Metro Weekly

Student Non-Discrimination Act re-introduced in Congress

Bill would protect LGBTQ public school students from discrimination, harassment, or bullying

U.S. Capitol Building – Photo: Raul654, via Wikimedia.

Members of Congress have re-introduced a bill to protect LGBTQ students from discrimination and harassment in public schools, deeming it necessary amid attempts by various school districts to refuse to acknowledge transgender students’ gender identity and treat them according to their correct gender.

The bill, known as the Student Non-Discrimination Act, was introduced Wednesday by U.S. Rep. Jared Polis (D-Colo.) and U.S. Sen. Tammy Baldwin (D-Wis.), just a day after Education Secretary Betsy DeVos confirmed that the U.S. Department of Education’s Office for Civil Rights would not pursue discrimination complaints lodged by transgender students who are barred from facilities matching their gender identity.

Under DeVos’ leadership, the Department of Education has rescinded Obama-era guidance to schools recommending that they treat transgender students according to their gender identity. Last month, the department announced that it would be interpreting Title IX of the Education Amendments Act of 1972 as protecting only those students who are discriminated against or mistreated because of their biological sex at birth.

That narrow interpretation of Title IX was what fueled the department’s decision not to pursue complaints related to transgender students’ ability to access multi-user gender-affirming restrooms and locker rooms. However, the department insists it will investigate other complaints of discrimination, harassment, or bullying from transgender students, so long as they do not demand access to shared intimate spaces.

As written, the Student Non-Discrimination Act would require schools to prohibit and respond to any incidents involving discrimination, bullying or harassment of students in public schools from grades K-12 based on their real or perceived sexual orientation or gender identity. If a school does not respond adequately, the bill gives the student and his or her parent the legal standing to sue the school or the school district for its failure to protect the student.

“Congress must make absolutely clear that every student, including LGBTQ youth, must have access to an education free from discrimination, harassment and bullying,” Baldwin said in a statement. “As multiple federal courts of appeals have recognized, current law is properly understood to protect these young people. But with the Trump Administration walking back the federal government’s commitment to equality, it is critical that Congress act to eliminate any doubt and ensure these students are protected from discrimination.”
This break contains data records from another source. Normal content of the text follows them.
PR #132, opened 2021-11-22
Allow to bind KafkaClientMetrics for each decaton consumer

mauhiz:
## Motivation

- `micrometer` 1.4+ has deprecated the JMX-based based metrics gathering ( `KafkaConsumerMetrics` ) in favour of converting `Consumer` exposed `Metrics`. See [this PR](https://github.com/micrometer-metrics/micrometer/pull/1835).
- decaton metrics don't cover some of the generic consumer metrics like records lag

## Changes

Always bind `KafkaClientMetrics`, tagged with the right subscription id.
This should not be a breaking change since there is no reasonable way to have already bound `KafkaClientMetrics` for these consumers elsewhere.
Note : not doing this for `KafkaProducerSupplier` which is overridable / customizable.

(I'd like advice on how to deal with the test failure - I don't understand why we have to manage micrometer registry cleanup manually)


kawamuray:
Thanks for PR!

I think one of the downsides of enabling `KafkaClientMetrics` by default is it would explode number of metrics in registry provided by decaton?
Decaton provides its own registry to let users easy control what to do with it, like exposing directly, or combining it with their own registry to mix the resulting metrics set.
While I think most of users will need kafka client's metrics in addition to decaton's metrics, I thought most of them using `metrics.reporters` to bypass decaton layers and inject client directly their own reporter, which sounds more suitable way than decaton to take care of it, but micormeter apparently doesn't provide out-of-the-box support for using `metrics.reporters`?
In case, I think supporting `KafkaClientMetrics` in decaton is good, but would it be better to expose `ConsumerSupplier` interface instead? or at least a flag to enable (disable) `KafkaClientMetrics` binding is needed IMO.


> (I'd like advice on how to deal with the test failure - I don't understand why we have to manage micrometer registry cleanup manually)

That's because each decaton subscription creates metrics with its own label sets, so unless we clean these metrics up at the end of subscription's lifetime, there will be a garbage created which will keep accumulating. It wouldn't become a significant problem in  most of decaton use-cases where decaton subscription dies along with application instance, but still should be cleaned up as possible as we can as a manner.

mauhiz:
> is it would explode number of metrics in registry provided by decaton?

yes, assuming people don't already monitor their Kafka client via JMX adapted (namely, micrometer's deprecated `KafkaConsumerMetrics`  ).

> micrometer apparently doesn't provide out-of-the-box support for using metrics.reporters

If I understand what you mean correctly, isn't that exactly the `KafkaClientMetrics` this PR is introducing?

> expose `ConsumerSupplier`

My first thought, but it was not convenient since it doesn't have the `subscriptionId` (and not sure it should). 

> flag to enable/disable `KafkaClientMetrics`

Sounds good. Will add this flag.

> clean these metrics up at the end of subscription's lifetime

I see, if we go the way I suggest in this PR I will fix to cleanup the metrics
What do other maintainers think?

mauhiz:
I couldn't find a way to cleanup `KafkaClientMetrics` on subscription close. So, making it a more free option by exposing a builder for it, and leaving the binding up to the user.

kawamuray:
> If I understand what you mean correctly, isn't that exactly the KafkaClientMetrics this PR is introducing?

No, they favored the way using `#metrics()` method of `Consumer` to obtain metrics collection and wrap it over. What I said is to use `metric.reporters` property, which you specify the class name that implements `MetricsReporter` interface, so you can give it through properties you give to `SubscriptionBuilder#consumerConfig()`.

kawamuray:
> I couldn't find a way to cleanup KafkaClientMetrics on subscription close. 

Indeed with the current version, but looks like it has added in latest?

https://github.com/micrometer-metrics/micrometer/blob/main/micrometer-core/src/main/java/io/micrometer/core/instrument/binder/kafka/KafkaMetrics.java#L295

mauhiz:
> `metric.reporters` property

Okay, I didn't know there was such a thing. I don't know why would they use or not use it :D

> added in latest

a-ha, nice. Let me try to integrate it.

mauhiz:
PTAL. 
Note that these new metrics are prefixed with `decaton.` but that is fine, since they have an extra dimension (subscriptionId) they are not mergeable with generic consumer metrics

mauhiz:
wow, many tests started timing out... why..

kawamuray:
Just guessing, by increased number of metrics ...?  We might need profiling to be sure.

mauhiz:
It turns out that calling `properties` in `TestUtils` would override the properties defined right before in `builderConfigurer.accept(builder)`.

I added commits to
- avoid overwriting `properties` in SubscriptionBuilder - I can't see any good reason to do it
- add timeouts of 20s in some places of the tests that were blocking forever, for easier debugging

processor/src/main/java/com/linecorp/decaton/processor/metrics/Metrics.java
```diff
@@ -99,6 +102,23 @@ public void close() {
     }
 
     public class SubscriptionMetrics extends AbstractMetrics {
+        volatile KafkaClientMetrics kafkaClientMetrics;
+
+        public void bindClientMetrics(Consumer<String, byte[]> consumer) {
+            if (kafkaClientMetrics != null) {
+                closeClientMetrics();
```
kawamuray, line 109: In which case would this be effective?

processor/src/main/java/com/linecorp/decaton/processor/runtime/SubscriptionBuilder.java
```diff
@@ -59,8 +59,8 @@
         presetRetryProducerConfig.put(ProducerConfig.LINGER_MS_CONFIG, "100");
     }
 
-    @Setter(AccessLevel.NONE)
-    private ProcessorProperties.Builder<ProcessorProperties> propertiesBuilder;
+    private final ProcessorProperties.Builder<ProcessorProperties> propertiesBuilder =
```
kawamuray, line 62: > avoid overwriting properties in SubscriptionBuilder - I can't see any good reason to do it

The intention is to provide a way to "clear" (reset) something set previously. So basically these methods taking collection of items replaces existing set rather than adding.
To keep this behavior consistent to other methods like `consumerConfig` and backward, I think we shouldn't change this. 
I'm happy to add another kind of method like `addProperties()` (`addProperty()`) which supports it and being more explicit tho.

testing/src/main/java/com/linecorp/decaton/testing/TestUtils.java
```diff
@@ -62,6 +72,7 @@ private static Properties defaultProducerProps(String bootstrapServers) {
     }
 
     public static final String DEFAULT_GROUP_ID = "test-group";
+    public static final Duration DEFINITELY_TOO_SLOW = Duration.ofSeconds(20);
```
kawamuray, line 75: > add timeouts of 20s in some places of the tests that were blocking forever, for easier debugging

curious why backtrace provided when test itself times out (`@Test(timeout = xxx)`) isn't sufficient to know at where it stuck?

kawamuray (changes requested):

testing/src/main/java/com/linecorp/decaton/testing/TestUtils.java
mauhiz: because it was not exactly stuck. Producer and Consumer were running and doing nothing.

processor/src/main/java/com/linecorp/decaton/processor/runtime/SubscriptionBuilder.java
mauhiz: I don't think that's what one would expect of a builder, but happy to oblige with your design constraints

processor/src/main/java/com/linecorp/decaton/processor/metrics/Metrics.java
mauhiz: Ah, none. Indeed `SubscriptionMetrics` are only instantiated in `ProcessorSubscription` ctor. Removing

testing/src/main/java/com/linecorp/decaton/testing/TestUtils.java
```diff
@@ -189,20 +200,15 @@ public static void awaitCondition(String message,
...
             if (elapsedMillis >= timeoutMillis) {
                 throw new AssertionError(message);
             }
-            try {
-                Thread.sleep(100L);
-            } catch (InterruptedException e) {
-                Thread.currentThread().interrupt();
-                throw new RuntimeException(e);
-            }
+            LockSupport.parkNanos(TimeUnit.MILLISECONDS.toNanos(100));
```
kawamuray, line 211: What's the intention of this change? Seems like waiting just 100ms here isn't an actual problem?

kawamuray (approved):
LGTM

ocadaruma (approved):
Thank you!

LGTM except kawamuray's point.

testing/src/main/java/com/linecorp/decaton/testing/TestUtils.java
mauhiz: Just avoid having to deal with `InterruptedException`. No strong preference anyways

mauhiz:
Thanks for the reviews! Is the next release already scheduled?

kawamuray:
It should be in next few weeks, but if you're in hurry, I can make a release now.

mauhiz:
I'm not exactly in a hurry but finer-grained releases usually make happier users!

PR #133, opened 2021-11-25
Upgrade gradle to 7.3

### LINKED ISSUE #130: OutOfOrderCommitControlBenchmark does not compile
It got out of sync in #99 and for some reason the build did not detect the failure.

kawamuray:
I was trying to fix #130 and faced a strange error from shadow plugin, so attempted to upgrade, which led an effort to upgrade gradle itself. Well, it's a good timing tho, since we're far behind the latest.

Still haven't solved the problem, but I'll commit these gradle upgrade changes anyway.

Still performing some checks.

Might be considered as a breaking change because some transitive dependencies no longer provided to end-applications by default.


centraldogma/build.gradle
```diff
@@ -8,10 +8,11 @@ ext {
 }
 
 dependencies {
-    compile project(":processor")
+    implementation project(":processor")
```
ocadaruma, line 11: In my understanding, "dependencies of library-X which required to compile a project that uses library-X's public APIs" should be appeared in compile classpath (i.e. `api` dependency)". Is that correct?

refs: (https://docs.gradle.org/current/userguide/java_library_plugin.html)
> dependencies required to compile against the published library (i.e. API dependencies)

Then I think this should be `api`? Because this public API refers `processor`'s class. (`PropertyDefinition`)
https://github.com/line/decaton/blob/master/centraldogma/src/main/java/com/linecorp/decaton/centraldogma/CentralDogmaPropertySupplier.java#L105

I guess same applies to `centraldogma-client`. (And also for other modules. (e.g. `processor`'s `kafka-clients`, `micrometer` etc))

ocadaruma (commented):
Thanks!

Left some comments.

centraldogma/build.gradle
kawamuray: H-m. sounds like correct. let me fix that.

ocadaruma (approved):
Thanks, LGTM !

Issue #22, opened 2020-03-25
Add a feature to supply initial value for self CD registration


ocadaruma:
- When we create property file using `CentralDogmaPropertySupplier#register`, the file consists of default values.
- If we know appropriate value for a property at the beginning, this will require extra step to configure it
  * `CentralDogmaPropertySupplier#register`
  * update value on CentralDogma

fallaciesk:
Instead of letting `CentralDogmaPropertySupplier#register` create a JSON if missing with custom values, can we change it to NOT create a JSON at all ?

Say we construct subscription with multiple suppliers, and want to get different properties from different suppliers:
```
suppliers = [
    supplier1,  // property1
    supplier2,  //            property2            property4
    supplier3,  //                       property3
]
```

If we use `CentralDogmaPropertySupplier` and it automatically creates a JSON of all properties, with no matter default or custom values, then it shadows all suppliers after  it:

```
suppliers = [
    cd-supplier, // property1 default2 custom3 default4
    supplier2,   // (won't be used)
    supplier3,   // (won't be used)
]
```

To prevent this, we have to disable write permission at CD, and manually create a JSON with only wanted properties.
```
// JSON at CD
{
    "property1": "abc"
}

// code
suppliers = [cd-supplier, supplier2, supplier3]
```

The bill has over 100 cosponsors in total, including U.S. Reps. Ileana Ros-Lehtinen (R-Fla.), Bobby Scott (D-Va.), Don McEachin (D-Va.), and Mark Takano (D-Calif.). Many of those House cosponsors were part of a group of more than 90 other members of Congress who wrote a letter to DeVos and Acting Assistant Secretary of Education Candice Jackson urging the Education Department to reverse its current policy and look into complaints where transgender youth are barred from shared facilities that match their gender identity.

“All students, regardless of sexual orientation or gender identity, have the right to a safe learning space and should feel comfortable at school,” Polis said in a statement. “Congress needs to act and let all students know that we are on their side, and we not only believe everyone belongs — we believe that every child deserves a safe and civil learning environment.”

Supporters of the bill say it is crucial to ensuring the safety of LGBTQ students, citing a national study finding that lesbian, gay, and bisexual youth are more than twice as likely to have attempted suicide than their heterosexual peers. They also points to a 2016 study by the Centers for Disease Control and Prevention, which found that negative attitudes toward LGBTQ youth put those students at increased risk of violence.

Ros-Lehtinen, the mother of a transgender son and a former Florida certified teacher, noted that if LGBTQ youth feel unaccepted, they can experience severe depression and may resort to substance abuse or even suicide to numb or end the pain they feel.

Takano, himself a former public school teacher, also praised the bill for addressing the alienation of LGBTQ students.

“America’s LGBTQ youth often face harrowing discrimination in their schools — mistreatment that can impact their academic achievement and forever limit their success in life,” Takano said in a statement. “At a time when three-quarters of LGBTQ youth report feeling unsafe in their school — and are twice as likely as their non-LGBTQ peers to experience harassment or violence — Congress must act to provide these young people with the protections they deserve.”